Second, the book as a whole contains a wealth of useful material, of which Buchak’s exposition is thorough and extensive without straying off the point. Almost anyone who cares about the subject of this book is likely to learn much from it that is worth learning. It is all in all an excellent addition to the literature.
Finally and despite my reservations about it, REU-maximization deserves further investigation. An especially fertile point may be the analogy between the problem of distributing concern over one’s possible future selves and that of distributing goods over a population of actual people (see pp. 167–8). In that analogy, REU-maximization with a convex R prioritizes fairness above individual welfare, excessively so from the EU perspective. In itself this fact is no argument for anything; but pushing similar parallels as far as they can go may cast interesting light on the differences between society and the individual as objects of rational concern.
Arif Ahmed
Department of Philosophy
University of Cambridge
ama24@cam.ac.uk
References
Ahmed, A. [2014]: Evidence, Decision and Causality, Cambridge: Cambridge University Press.

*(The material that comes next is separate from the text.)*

PR #11422, opened 2021-07-08
Add Firefox versions for api.CanvasRenderingContext2D.imageSmoothingEnabled

vinyldarkscratch:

Allais, M. [1953]: ‘Le comportement de l’homme rationnel devant le risque: Critique des postulats et axiomes de l’école Américaine’, Econometrica, 21, pp. 503–46.

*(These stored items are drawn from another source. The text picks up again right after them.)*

PR #11425, opened 2021-07-08
Add missing NavigatorUAData API

vinyldarkscratch:
This PR is a part of a project to add missing interfaces and interface features to BCD that are from an active spec (including WICG specs) and is supported in at least one browser.  This particular PR adds the missing `NavigatorUAData` API, populating the results using data from the [mdn-bcd-collector](https://mdn-bcd-collector.appspot.com) project (v3.1.10).

Spec: https://wicg.github.io/ua-client-hints/#navigatoruadata

Tests Used: https://mdn-bcd-collector.appspot.com/tests/api/NavigatorUAData


teoli2003:
Shouldn't bcd for the mixin be added at the same time?
Screenshot 2021-07-08 at 10 14 00
That is `api.Navigator.userAgentData` and `api.WorkerNavigator.userAgentData`

vinyldarkscratch:
Good catch, thanks @teoli2003!

api/Navigator.json
```diff
@@ -3332,6 +3332,54 @@
...
+              "version_added": false
+            },
+            "safari_ios": {
+              "version_added": false
+            },
+            "samsunginternet_android": {
+              "version_added": false
+            },
+            "webview_android": {
+              "version_added": false
```
foolip, line 3373: No WebView?

foolip (changes requested):

api/Navigator.json
vinyldarkscratch: Apparently the WebView version we have in our data is an older version (I haven't updated my testing Android in a while).  Lemme collect results for the latest WebView, one moment...

vinyldarkscratch: There seems to be a bug that's preventing people from updating their WebView (or Chrome) to the latest release on Android devices, and it's affecting my device as well.  I will not be able to test in the latest WebView until that issue is resolved.  Should I just mark it as `null` for now?

foolip: Via [source.chromium.org](https://source.chromium.org/chromium/chromium/src/+/main:android_webview/tools/system_webview_shell/test/data/webexposed/not-webview-exposed.txt;l=153;drc=19e16336f47125b3e4b5c34cac0e93a2f4c921cf) I found my way to https://crbug.com/921655, turns out this isn't enabled in WebView. Let's link https://crbug.com/921655 though.

foolip (approved):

Broome, J. [1992]: ‘Review of McClennen 1990’, Ethics, 102, pp. 666–8.
Hammond, P. [1988]: ‘Consequentialist Foundations for Expected Utility’, Theory and Decision, 25, pp. 25–78.
McClennen, E. [1990]: Rationality and Dynamic Choice, Cambridge: Cambridge University Press.
May, K. O. [1954]: ‘Intransitivity, Utility, and the Aggregation of Preference Patterns’, Econometrica, 22, pp. 1–13.
Nozick, R. [1990]: ‘Newcomb’s Problem and Two Principles of Choice’, in P. Moser (ed.), Rationality in Action: Contemporary Approaches, Cambridge: Cambridge University Press, pp. 207–34.
Pollock, J. L. [2010]: ‘A Resource-Bounded Agent Addresses the Newcomb Problem’, Synthese, 176, pp. 57–82.
Savage, L. J. [1972]: The Foundations of Statistics, New York: Wiley.
Notes
^{[1]} See, for example, (May [1954]).
^{[2]} (Allais [1953]).
^{[3]} (p. 164, Footnote 23). Fatalism would seem to generate counterexamples to EWD as here stated (and indeed to the weaker principle SWD that I am about to explain). But it is possible to get around this by placing suitable general restrictions on the available event-partitions in a way that raises no special difficulties in the present case (p. 91).
^{[4]} Cf. (McClennen [1990], pp. 77-80).
^{[5]} (Pollock [2010], pp. 70-3; cf. Nozick [1990], pp. 209-10). For my own reservations about the argument as applied to the Newcomb case, see my ([2014], Section 7.4.2).
^{[6]} See (Hammond [1988], pp. 37f).